Even now, when all Pennsylvanians older than 16 are eligible, there are still challenges to getting the homeless population inoculated. Many homeless individuals don’t have adequate access to transportation, childcare or the internet – making it difficult for advocates to spread the word about clinics and get people registered. Outreach teams must make regular rounds to homeless camps and communicate with community leaders to find neighborhoods with populations that need vaccine.

“It’s been very challenging to get the word out, but we’re doing our best,” Gilliam said.

There is also prominent vaccine hesitancy in the population, said Annette Fetchko, executive director of Bethlehem Haven, a shelter offering services mostly to women.

Fetchko remembers one woman in her 50s who came to Bethlehem Haven after living in her car. The woman had come to Western Pennsylvania from Texas and had lost her housing unexpectedly. With a history of cancer, she was scared to be in a congregate setting – like a shelter – during the pandemic. Bethlehem Haven was able to help the woman receive a vaccine early in the rollout, based on her health conditions.

“But there are many individuals in shelter, who we are privileged to serve today, that continue to not consent to get the vaccine, for a whole host of reasons,” Fetchko said, citing suspicion, as well as mental health disorders.

Vaccination isn’t required to stay at a lot of shelters, but operators say they’re doing all they can to confront misconceptions and hesitation. They’ve essentially launched public relations campaigns for the vaccine, providing information from doctors, nurses and community leaders to everyone they come in contact with while providing meals and shelter.
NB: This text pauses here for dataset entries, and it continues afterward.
PR #1230, opened 2024-07-20
Only create preprocessor error when BOARD_H is not defined and not when architecture not in big long list

FL0WL0W:
Really only want to cause this error when BOARD_H is not defined. 

Reason for this change is i am pulling in speeduino and compiling from CMAKE using my own board_h. I don't want to have to edit and maintain my own globals.h when i can just define BOARD_H from the CMAKE.

### DIFF
--- a/speeduino/globals.h
+++ b/speeduino/globals.h
@@ -100,7 +100,9 @@
   #define CORE_SAM
   #define INJ_CHANNELS 8
   #define IGN_CHANNELS 8
-#else
+#endif
+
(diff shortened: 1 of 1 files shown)


adbancroft:
This feature is available in PR #1338. You can define BOARD_H as part of the compiler command line. E.g. `-DEXTERNAL_BOARD_H=\"board_native.h\" `

Can we close this PR in favor of #1338?

noisymime:
Closing as this is incorporated in #1338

The Johnson & Johnson vaccine promised some degree of ease. Individuals wouldn’t have to return to a clinic for a second dose, and the less stringent storage requirements would have made it easier for outreach teams to deliver shots into homeless camps.

“Oftentimes we couldn’t find individuals for the second dose,” said Fetchko. “That absolutely was a barrier that we tried to work through, but we were not successful, in all cases.”

Wahrenburger said the same at Pittsburgh Mercy. Within the first group of homeless individuals Mercy vaccinated, he said they were only able to find about 50% to give the second dose.

“People will stay for two or three days in a shelter, but it’s rare to have someone stay for 28 days,” he said.

Wahrenburger said it seemed like many shelters, Pittsburgh Mercy included, had been “holding back” up to this point, waiting for the Johnson & Johnson vaccine to become more readily available. But as cases among the homeless population rise – likely related to the presence of covid variants and pandemic fatigue – he said it’s more urgent than ever to promote widespread vaccinations.

As shelters waited for the J&J pause to end, clinicians encouraged people to get the Moderna and Pfizer shots – even if they can’t return for a second dose.

After all, one shot of Moderna is better than no shot at all, Wahrenburger said.

Despite the challenges, operators of shelters and public health officials are confident in the progress they’ve seen in vaccinating the region’s homeless, so far.

More than 70% of residents in Light of Life’s long-term program have been fully vaccinated, which provides some peace of mind, Gilliam said. But in a population with so much transience and turnover, he said the shelter can’t let its guard down.

Those barriers – to health care, mental health care, food and other basic needs – will remain, even after covid-19 is resolved.

“We don’t want – once this immediate crisis goes away – for people to just think everything is OK, because it’s not,” Gilliam said. “We know that this population is vulnerable…There is some relief, but there is some concern that this population will once again go to the back burner.”